Een portret van Carel Fabritius
Ofschoon reeds van Bleiswijck en Samuel van Hoogstraten Carel Fabritius tot een der grootste kunstenaars van zijn tijd rekenden, werd hij tot nog voor korten tijd slechts in kleinen kring naar waarde geschat.
Vermoedelijk omstreeks 1620 geboren, kwam hij op tragische wijze om het leven bij de kruitontploffing van 12 October 1654 te Delft.
In een met al zijn werken geïllustreerde studie vat Dr. C. Hofstede de Groot te zamen wat tot nu toe over hem bekend was.
Hieruit blijkt, dat hij tusschen de jaren 1640 en 1642 zoo niet als leerling dan als kunstvriend Rembrandt's atelier bezocht. 't Kon niet anders of deze omgang moest nawerken in zijn kunst zonder haar echter zijn individueele karakter te ontnemen: zoo de dateering nog intakt is, ontstond 't portret van Abraham de Notte in het Rijks-Museum in dien tijd, namelijk 1640.
Denkelijk nog vóór dit portret ontstond 't hier afgebeelde mansportret nu in de verzameling van Alen te Londen.

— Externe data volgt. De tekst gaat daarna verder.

PR #39, opened 2025-03-09
[Feat] toploc proofs in inference script

Jackmin801:


src/zeroband/inference.py
```diff
@@ -209,13 +214,31 @@ def main(config: Config):
...
     dataset = load_dataset(config.dataset, split="train")
     max_samples = config.max_samples or len(dataset)
 
+    saved_activations = {}
+
+    def logits_processor_hook(module, input):
+        assert isinstance(input[1], torch.Tensor)
+        assert isinstance(input[2], SamplingMetadata)
+        # If the lengths dont match its not a decode step
+        if len(input[2].seq_groups) != input[1].shape[0]:
```
Jackmin801, line 247: There shouldnt be a possibility that a prefill has the correct shape because it would mean the prompts were all only one token.

src/zeroband/inference.py
```diff
@@ -121,7 +126,7 @@ def get_parquet_table(
             output_logprobs_list.append(get_own_logprobs(output.logprobs))
             advantages_list.append(adv)
             rewards_list.append(reward)
-            proofs_list.append("I am toploc proof, handcrafted by jack".encode())
```
samsja, line 142: ngl this proof was good as well

src/zeroband/inference.py
```diff
@@ -209,13 +214,31 @@ def main(config: Config):
...
 
+    saved_activations = {}
+
+    def logits_processor_hook(module, input):
+        assert isinstance(input[1], torch.Tensor)
+        assert isinstance(input[2], SamplingMetadata)
+        # If the lengths dont match its not a decode step
+        if len(input[2].seq_groups) != input[1].shape[0]:
+            return
+        index = [i.seq_ids[0] for i in input[2].seq_groups]
```
samsja, line 250: not sure what his seq_ids and seq_groups are

src/zeroband/inference.py
Jackmin801: 100%

src/zeroband/inference.py
Jackmin801: The sequence id is a unique id generated for each sequence added to the `LLMEngine` for the scheduler to pick up and execute. https://github.com/vllm-project/vllm/blob/v0.7.3/vllm/engine/llm_engine.py#L581

The seq_groups here is actually `SequenceGroupToSample` https://github.com/vllm-project/vllm/blob/v0.7.3/vllm/model_executor/sampling_metadata.py#L19. Its used to store metadata useful for sampling but its also passed to the logits_processor (the module) because its used to prune hidden states and apply logits_processors (the functions that modify logits based on previously generated tokens).

src/zeroband/inference.py
```diff
@@ -209,13 +214,31 @@ def main(config: Config):
...
+        for ti, i in enumerate(index):
+            if i not in saved_activations:
+                saved_activations[i] = []
+            saved_activations[i].append(input[1][ti])
```
Jackmin801: Do we need to detach().clone().cpu() here?

samsja: I would do it just to be careful

Jackmin801:
The timing should be good now. Probably can still squeeze a bit but 1% is already great.
```bash
21:23:07 [INFO] [INFERENCE] [Rank 0] Batch throughput: 911.19 tok/sec (33494 tokens in 36.76s, avg seq len: 523.3)
21:23:07 [INFO] [INFERENCE] [Rank 0] Time taken by logits processor hook: 0.30s
21:23:07 [INFO] [INFERENCE] [Rank 0] Time taken by proofs: 0.10s
21:23:07 [INFO] [INFERENCE] [Rank 0] Generated 16 total problems with 128 total samples
21:23:07 [INFO] [INFERENCE] [Rank 0] real_step: 0, ckpt_step: 0, real_step - ckpt_step: 0, config.max_async_level: 2
21:23:43 [INFO] [INFERENCE] [Rank 0] Batch throughput: 933.40 tok/sec (33353 tokens in 35.73s, avg seq len: 521.1)
21:23:43 [INFO] [INFERENCE] [Rank 0] Time taken by logits processor hook: 0.30s
21:23:43 [INFO] [INFERENCE] [Rank 0] Time taken by proofs: 0.10s
21:23:43 [INFO] [INFERENCE] [Rank 0] Generated 24 total problems with 192 total samples
21:23:43 [INFO] [INFERENCE] [Rank 0] real_step: 0, ckpt_step: 0, real_step - ckpt_step: 0, config.max_async_level: 2
21:24:19 [INFO] [INFERENCE] [Rank 0] Batch throughput: 933.29 tok/sec (33359 tokens in 35.74s, avg seq len: 521.2)
21:24:19 [INFO] [INFERENCE] [Rank 0] Time taken by logits processor hook: 0.30s
21:24:19 [INFO] [INFERENCE] [Rank 0] Time taken by proofs: 0.10s
21:24:19 [INFO] [INFERENCE] [Rank 0] Generated 32 total problems with 256 total samples
```

src/zeroband/inferencing/toploc.py
```diff
@@ -0,0 +1,107 @@
...
+        self._proof_futures: Dict[int, Future] = {}
+
+    def _init_cache(self, device: torch.device, dtype: torch.dtype):
+        """Initialize the cache tensor and related tracking structures.
+
+        Args:
+            device (torch.device): Device to store the cache tensor on
+            dtype (torch.dtype): Data type for the cache tensor
+        """
+        self._cache: torch.Tensor = torch.empty(self.max_seqs, self.max_len, self.hidden_size, device=device, dtype=dtype)
```
samsja:
```suggestion
        self._cache = torch.empty(self.max_seqs, self.max_len, self.hidden_size, device=device, dtype=dtype)
```

src/zeroband/inference.py
```diff
@@ -274,6 +295,7 @@ def inference(config: Config):
         start_time = time.time()
         generated_tokens = llm.generate(prompts, sampling_params, use_tqdm=False)
         end_time = time.time()
+        toploc_cache.maybe_generate_proofs_in_background(force_generate=True)
```
samsja, line 301: I am not sure to understand why we don't have this running periodocally in the background.

(not saying we should do it but what is the reason ?)

src/zeroband/inferencing/toploc.py
```diff
@@ -0,0 +1,107 @@
...
+from toploc import build_proofs_bytes
+from concurrent.futures import ThreadPoolExecutor, Future, wait
+
+
+class TopLocCache:
+    """A cache implementation for managing sequence data and generating proofs.
+
+    This class provides functionality to store sequence data in a tensor cache and
+    asynchronously generate proofs using a thread pool executor when the sequence reaches max_len.
+
```
samsja, line 12:
```suggestion
    """A cache implementation for managing sequence data and generating proofs.

    This class provides functionality to store sequence data in a tensor cache and
    asynchronously generate proofs using a thread pool executor when the sequence reaches max_len.

    It allows us to generate the proof as the same time as we are generating tokens

```

src/zeroband/inference.py
Jackmin801: This one is forced. it should only be executed at the end to generate proofs for the leftover hidden states.

The class consumes the hidden states every 32 hidden states to make a proof. but if the generation is 100 output tokens, we will leave the generate with 100 % 32 remaining tokens in the cache. This makes sure we generate a proof for these leftover tokens

src/zeroband/inferencing/toploc.py
Jackmin801: thred -> thread, apool -> pool

src/zeroband/inference.py
samsja: I see, makes sense. I think the name is a bit confusing. We could rename to 

`toploc_cache.force_generate_left_over_proofs()` which would just call `        toploc_cache.maybe_generate_proofs_in_background(force_generate=True)`

but I am cherry-picking no need to do it tbh

src/zeroband/inferencing/toploc.py
samsja: skill issue

samsja: wait, but I did not change this line myself. could it be that cursor learns to do typo when watching me code ????? Would be terrible for me

Jackmin801: hahaha that would be crazy

src/zeroband/inference.py
Jackmin801: hrmm yea I think an extra function is a bit more confusing. A comment could help though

't Heeft hetzelfde koloriet, wijnrood op bruinen grond met groenachtige schaduwen hoewel ietwat harder, doch de de Notte is verpoetst en heeft veel door slechte restauratie geleden. De breede pastooze toetsen om en op de oogen, 't sterke rood langs de irissen, de behandeling van haar, snor, baard en kraag met die eigenaardige kleine energische toetsjes, de vaste krachtige teekening van neus, mond en gezichtsplooien, de licht-groengrijze donker uitloopende achtergrond waartegen de gestalte zich vrij en scherp afteekent zooals ook in 't mansportret in het Museum Boymans te Rotterdam, verraden dezelfde hand als die van het portret van Abraham de Notte.
Het Rijks-Museum bezit zoo niet een kopie dan toch een zwakke repetitie van deze schilderij. Het is no 227 van den tegenwoordigen Catalogus.
J.O. Kronig.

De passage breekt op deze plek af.